PR #3318, opened 2026-08-05
control-plane: data-plane selection at signup + colocated trial bucket (gated)

SeanWhelan:
**Description:**

New tenants can now pick a specific public data plane at signup. The `betaOnboard` directive claims gain an optional `requestedDataPlane` (full plane catalog name, e.g. `ops/dp/public/aws-us-east-1-c1`), validated server-side before it becomes the tenant's default data plane in their `storage_mappings`.

This also lands the backend half of colocated trial buckets (Phase 2 of estuary/sre#29). When the chosen plane is a public AWS plane and `COLOCATED_TRIAL_BUCKETS` is enabled, `provision_tenant` derives that plane's colocated S3 bucket instead of `gs://estuary-trial`, using the same naming formula as est-dry-dock#326 (`estuary-trial-{region}-{sha256(plane_name)[:8]}`, golden-vector-tested on both sides). The gate stays off in this PR. Flipping it is a separate follow-up once est-dry-dock#326 merges and real public planes have actually converged and gotten a bucket. Until then, and always for GCP/Azure planes, nothing changes: tenants still land on `gs://estuary-trial`.

Companion PR: estuary/ui#2045, which adds the picker itself. That one must merge and deploy after this one, not before (see notes below).

**Workflow steps:**

The onboarding UI shows a data-plane picker between the org name field and the survey (companion PR). Submitting without touching it still records an explicit default: `aws-us-east-1-c1`, or the first available plane if that one isn't present.

The submitted plane is untrusted client input. `provision_tenant` selects the planes a new tenant may use — public prefix, `not closed` — and rejects anything outside that set with `ProvisionError::PlaneNotSelectable`, which the directive turns into `invalidClaims` naming the rejected plane. If no claim is submitted at all, behavior is identical to today: `aws-us-east-1-c1` default, `gs://estuary-trial`.

To turn on colocated buckets later, set `COLOCATED_TRIAL_BUCKETS=1` (or `true`) on the agent's environment. No code change needed.

None. This is control-plane/agent-internal behavior and no user-facing docs cover the signup bucket-selection mechanics today.

**Notes for reviewers:**

Deploy order matters here. The `Claims` struct uses `deny_unknown_fields`, so this needs to merge and deploy before the UI PR ships. If an old agent gets `requestedDataPlane` from a new UI, signup fails with `invalidClaims` naming the unknown field. I checked this failure mode live, not just in theory.

`data_planes.closed` is the single source of truth for what a new tenant may be placed on, and the migration in this PR marks `gcp-us-central1-c1`/`c2` closed. I started out with a hardcoded exclusion list for those two, which left "selectable" defined in three places that could disagree — the list, the SQL building the tenant's `data_planes`, and a separate existence query in the agent — while `provision_tenant` ignored `closed` altogether. That combination meant closing a plane would hide it from the picker (`publicDataPlanes` already honors `closed`) but keep writing it into every new tenant's storage mapping. Now there's one query and one predicate, and retiring a plane is a data change rather than a code change plus a deploy. Existing tenants on those planes are unaffected; `closed` only governs new selection.

In `crates/control-plane-api/src/directives/beta_onboard.rs`, `provision_tenant` now computes plane ordering (`order_public_planes`) and storage specs (`storage_specs`) in Rust instead of a single hardcoded CTE. This is behavior-preserving for existing callers (`requested_data_plane: None`, `colocate_trial_bucket: false`), confirmed by the integration test's unchanged `AcmeTenant` snapshot.

`trial_bucket_name` parses the plane name itself and returns `Option<(bucket, region)>` rather than taking a region alongside the name, so a bucket can't be derived from a region that disagrees with its plane. `parse_data_plane_name` and `DataPlaneCloudProvider` also moved from `server::public::graphql::data_planes` to `crate::data_plane` — that logic was living in a GraphQL-presentation module despite being plain domain parsing the directive code needed too.

The golden vector is pinned as a unit test: `ops/dp/public/aws-us-east-1-c1` gives `estuary-trial-us-east-1-ccc98e22`. If this ever fails, the Rust and Python (est-dry-dock) derivations have drifted apart. Fix the drift, not the test.

262 tests across `agent` and `control-plane-api` pass, along with `cargo sqlx prepare --workspace --check`. Note these have to run under `cargo nextest` — `.config/nextest.toml` serializes the agent's DB tests via the `serial-db-tests` group, and under plain `cargo test` they run in parallel against one database, truncate each other's fixtures, and throw dozens of failures that look like real breakage but aren't.

Worth a look during review: the `beta_onboard` snapshot gains exactly one case in this PR — a closed public plane rejected with `invalidClaims` — and every pre-existing case is byte-identical. That diff is the evidence the refactor didn't change behavior.

I also live-tested this end to end on a local stack: a real signup through the actual onboarding form, gate on, plane matching the AWS naming convention, produced a `storage_mappings` row with the exact derived S3 bucket name. After applying the migration, `publicDataPlanes` drops the closed plane and the picker renders the rest.

Known follow-ups, deliberately not in this PR: `storage_specs` still builds its JSON by hand rather than through `models::StorageDef`, and `COLOCATED_TRIAL_BUCKETS` is read via an env var rather than a clap `Args` field. The second is why the colocated S3 path has unit coverage but no end-to-end coverage — worth closing before the gate is flipped on, since the harness could then exercise it.


crates/control-plane-api/src/directives/beta_onboard.rs
```diff
@@ -50,22 +72,109 @@ pub async fn tenant_exists(
     Ok(illegal.is_some() || exists.is_some())
 }
 
+/// The plane new tenants default to when signup carries no data-plane choice.
+pub const DEFAULT_PUBLIC_DATA_PLANE: &str = "ops/dp/public/aws-us-east-1-c1";
```
adrian-estuary, line 76: I thought `aws-us-east-1-c1` was to be closed and `us-east-1-c2` succeeded it. Should this be `c2`?

Also, how does this change relate to https://github.com/estuary/flow/pull/3402?

supabase/migrations/20260804120000_close_deprecated_gcp_data_planes.sql
adrian-estuary, line 1: Looks like a new migration was added to master since this PR was opened. Will need to bump the timestamp of this migration for it to get picked up.

crates/control-plane-api/src/directives/beta_onboard.rs
```diff
@@ -163,3 +262,126 @@ pub async fn provision_test_tenant(
     txn.commit().await.expect("commit tenant");
     user_id
 }
+
+#[cfg(test)]
+mod test {
+    // The golden vector is shared with est-dry-dock's Python implementation
+    // (est_dry_dock/models/__init__.py::trial_bucket_name). If this assertion
+    // ever fails, the two implementations have drifted and a tenant's storage
+    // would be misrouted — fix the drift, never the test.
```
adrian-estuary, line 271: How is this enforced? Is there a similar test / CI check within `est-dry-dock`?

crates/control-plane-api/src/directives/beta_onboard.rs
```diff
@@ -50,22 +72,109 @@ pub async fn tenant_exists(
...
         .filter(models::status::AlertType::is_default)
         .collect();
 
-    // Note that the gcp-us-central1-c1 (combustible-cronut) dataplane is excluded here
-    // because it's being deprecated and replaced.
+    // The set of planes a new tenant may be placed on. `closed` is the single
+    // source of truth for "retired from new selection" — the same flag
+    // `publicDataPlanes` honors, so the signup picker and provisioning cannot
+    // disagree, and retiring a plane is a data change rather than a deploy.
+    let public_planes: Vec<String> = sqlx::query_scalar!(
```
adrian-estuary, line 153: Seems like it's technically possible for `public_planes` to return empty here (though not likely in the real world). However, if it does return an empty Vec, it would get passed to the provisioning logic, which I _think_ would create storage mappings without any data planes, which I _think_ is an invalid state.  

The GQL layer checks for empty data planes in the `create_storgae_mapping` resolver, so this would be a divergence in behavior. 

So I think adding a defensive check for if `public_planes` is empty would be good. But definitely double check my thought process here.

adrian-estuary (changes requested):
Added a few comments, some of which are blocking. Mainly updating the migration.

SeanWhelan:
Thanks for the review. All four are addressed:

- Migration: bumped to 20260923120000 (73d470d).
- Empty `public_planes`: it now returns `NoSelectablePlanes` instead of writing a mapping with no planes. The agent treats it as an internal error (e7c3e86).
- Default plane: switched to `c2` (a18bbf0), which supersedes [#3402](https://github.com/estuary/flow/pull/3402). It's temporary, only covers signups from UI builds without the picker. Once [estuary/ui#2045](https://github.com/estuary/ui/issues/2045) ships, we can follow up to make `requestedDataPlane` required and remove the constant. The picker preselects the newest open plane in AWS us-east-1, so replacing a plane is just closing the old one.
- Golden vector: est-dry-dock's `test_trial_bucket_name_is_deterministic` asserts the same vector in its CI. Nothing checks across the two repos, so changing the algorithm and the expected value together in one repo would slip through. The formula shouldn't change so I think that's acceptable.

adrian-estuary (dismissed):
LGTM!

adrian-estuary (approved):

PR #3321, opened 2026-08-06
docs: use :::deprecated admonition for deprecated connector notices

jwhartley:
**Description:**

Registers a custom `deprecated` admonition type and switches the 16 deprecated connector pages to `:::deprecated`, so they can be distinguished from ordinary warnings.

**Workflow steps:**

No end-user workflow change. This gives Kapa's docs-search crawler a stable `theme-admonition-deprecated` CSS class to exclude deprecated connector pages from search results. Neither alternative works: Kapa can't match on page title text, and no URL/filename convention separates deprecated from current pages (Jira has 4 pages, only 2 deprecated). Excluding on `:::warning`'s class would drop the 35 unrelated warnings elsewhere on the site.

The component is ported verbatim from `estuary/docs`, which already implements it, keeping the two repos consistent.

None beyond the 16 connector pages. Reader-facing appearance is unchanged, since `Deprecated.js` reuses `:::warning`'s icon and `alert--warning` styling. The exception is `google-analytics.md`, previously the lone `:::danger` page, which now matches the other 15.

**Notes for reviewers:**

- Equivalent changes already merged in `estuary/connectors` and `estuary/docs` don't reach production, because `docs.estuary.dev` builds only from `site/**` in this repo.
- **Swizzle safety:** `Types.js` is purely additive over the bundled 3.9.2 copy (one import, one map entry) and preserves all 6 built-in types plus the 4 legacy aliases. Verified by diffing a full local build against unmodified `master`: **275 admonitions in both**, with `warning` 50 → 35, `danger` 1 → 0, `deprecated` 0 → 16, and `note`/`tip`/`info`/`caution`/`important` identical. Nothing hit Docusaurus's unknown-type fallback.
- **Pre-existing local build failure, unrelated to this PR:** `npm run build` also fails on unmodified `master` on case-insensitive filesystems, where the `hubspot-real-time` → `HubSpot-real-time` redirect collides. Linux CI is unaffected.
- **After merge:** the selector for Kapa to exclude is `.theme-admonition-deprecated`. Nothing needed in `estuary/docs`, whose deploy runs `git submodule update --remote` hourly and picks up the matching content automatically.

### DIFF
--- a/site/docs/reference/Connectors/capture-connectors/HubSpot.md
+++ b/site/docs/reference/Connectors/capture-connectors/HubSpot.md
@@ -3,7 +3,7 @@
 
 This connector captures data from a Hubspot account.
 
-:::warning
+:::deprecated
 This connector is deprecated. It is recommended that you use the new native [HubSpot connector](/reference/Connectors/capture-connectors/HubSpot-real-time) instead.
 :::
 
--- a/site/docs/reference/Connectors/capture-connectors/Salesforce/salesforce-historical-data.md
+++ b/site/docs/reference/Connectors/capture-connectors/Salesforce/salesforce-historical-data.md
@@ -6,7 +6,7 @@ It uses batch processing and is ideal for syncing your historical Salesforce dat
 [A separate connector is available for real-time Salesforce data capture](./salesforce-real-time.md).
 For help using both connectors in parallel, [contact your Estuary account manager](mailto:info@estuary.dev).
 
-:::warning
+:::deprecated
 This connector is deprecated. Consider using the new [native Salesforce connector](./salesforce-native.md) instead.
 :::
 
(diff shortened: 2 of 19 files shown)


aeluce (approved):
Approved, though docs served from the flow repo don't use Kapa search; is this mainly to let us to configure Kapa ahead of switching to docs and connectors repos? Changes already approved and added to future docs setup in https://github.com/estuary/docs/pull/11 and https://github.com/estuary/connectors/pull/4862.

There's also some newly deprecated connectors, like original-flavor SQS and Mailchimp captures.

jwhartley:
Yes, it's so we can configure + test ahead of switching. Noted on SQS and Mailchimp

Issue #1415, opened 2017-05-09
hs.notify.warnAboutMissingFunctionTag - as a callback instead?


latenitefilms:
Rather than printing to the console, it would be awesome if `hs.notify.warnAboutMissingFunctionTag` was a callback instead.

asmagill:
That portion is actually pure lua, so you can take a crack at it if you're interested.  Look around line 100 of notify's init.lua `module.__tag_handler`.

My recommendation would be to test if it's a function and if so, call the function; otherwise test for truthiness to print or falseness to be silent.

latenitefilms:
Sweet - yeah, I'll give this a bash!

Sorry - yes, a lot of the issues I've posted recently are more "notes to self", rather than expecting other people to do. Generally I'll only tag other people if it's something that I don't think I can do myself.

PR #1514, opened 2017-08-18
hs.notify.warnAboutMissingFunctionTag can be a function

asmagill:
Addresses #1415

### DIFF
--- a/extensions/notify/init.lua
+++ b/extensions/notify/init.lua
@@ -39,7 +39,11 @@ module.activationTypes = ls.makeConstantsTable(module.activationTypes)
 
 --- hs.notify.warnAboutMissingFunctionTag
 --- Variable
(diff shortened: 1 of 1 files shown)


latenitefilms:
Amazing, thank you!

asmagill:
@cmsj, regularly I see failures during the UDP tests... usually it will clear if I tell it to rebuild, though sometimes I have to do so more than once.  Do you know if travis can only handle one of our builds using UDP at a time?  If so, is there any way we can detect other builds and stagger or pause them automatically?

cmsj:
@asmagill I'm not really sure why they fail randomly. I made some changes recently that were supposed to fix it, but they didn't, so I'm thinking at this point probably the easiest option is to SKIP_IN_TRAVIS() that particular test :/

asmagill:
@latenitefilms does this do what you want/need?  If so, I'll go ahead and merge it

latenitefilms:
Looks good to me, thanks again!!

PR #1518, opened 2017-08-23
Changed copyright date from 2015 to 2017

DAlperin:


asmagill:
@cmsj, are there other places we need to update this as well?

cmsj:
This should be it I think. Thanks @DAlperin - I've not been keeping up on this copyright/license when updating Lua.

DAlperin:
Great!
......
TASK TO COMPLETE>
Scan the entries above and show each line that contains the word "your".

SOLVED EXERCISE>
@@ -6,7 +6,7 @@ It uses batch processing and is ideal for syncing your historical Salesforce dat
 For help using both connectors in parallel, [contact your Estuary account manager](mailto:info@estuary.dev).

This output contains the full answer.